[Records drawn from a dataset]
- - - - - - -

PR #684, opened 2021-08-18
Add pairwise logging for meta

krivard:
Additional diagnostic information for 4-hour meta cache update runs the last few days.

**Prerequisites**:

- [x] Build is successful

### Summary
We're getting duplicate "thread started" logs for some reason, and the long runtimes seem to be because one of the threads takes ages to finish.

* Log number of threads before we start (to maybe see what is up with duplicates)
* Log after each pair is completed (i tried timing each pair but tests hung -- i suspect time() isn't thread-friendly)

### DIFF
--- a/src/acquisition/covidcast/database.py
+++ b/src/acquisition/covidcast/database.py
@@ -315,13 +315,13 @@ class Database:
       try:
         while True:
           (source, signal) = srcsigs.get_nowait() # this will throw the Empty caught below
+          logger.info("starting pair", thread=name, pair=f"({source}, {signal})")
           w_cursor.execute(inner_sql, (source, signal))
           with meta_lock:
             meta.extend(list(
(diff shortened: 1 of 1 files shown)


melange396 (approved):
👍

src/acquisition/covidcast/database.py
```diff
@@ -319,8 +321,9 @@ def worker():
               dict(zip(w_cursor.column_names, x)) for x in w_cursor
             ))
           srcsigs.task_done()
+          logger.info("completed pair", thread=name, pair=f"({source}, {signal})")
```
melange396, line 324: this might be good to print before the sql is evaluated?

krivard: as in a "starting pair" instead?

- - - - - - -

Transcribe each record exactly. Leave nothing out.

Final answer |
PR #684, opened 2021-08-18
Add pairwise logging for meta

krivard:
Additional diagnostic information for 4-hour meta cache update runs the last few days.

**Prerequisites**:

- [x] Build is successful

### Summary
We're getting duplicate "thread started" logs for some reason, and the long runtimes seem to be because one of the threads takes ages to finish.

* Log number of threads before we start (to maybe see what is up with duplicates)
* Log after each pair is completed (i tried timing each pair but tests hung -- i suspect time() isn't thread-friendly)

### DIFF
--- a/src/acquisition/covidcast/database.py
+++ b/src/acquisition/covidcast/database.py
@@ -315,13 +315,13 @@ class Database:
       try:
         while True:
           (source, signal) = srcsigs.get_nowait() # this will throw the Empty caught below
+          logger.info("starting pair", thread=name, pair=f"({source}, {signal})")
           w_cursor.execute(inner_sql, (source, signal))
           with meta_lock:
             meta.extend(list(
(diff shortened: 1 of 1 files shown)


melange396 (approved):
👍

src/acquisition/covidcast/database.py
```diff
@@ -319,8 +321,9 @@ def worker():
               dict(zip(w_cursor.column_names, x)) for x in w_cursor
             ))
           srcsigs.task_done()
+          logger.info("completed pair", thread=name, pair=f"({source}, {signal})")
```
melange396, line 324: this might be good to print before the sql is evaluated?

krivard: as in a "starting pair" instead?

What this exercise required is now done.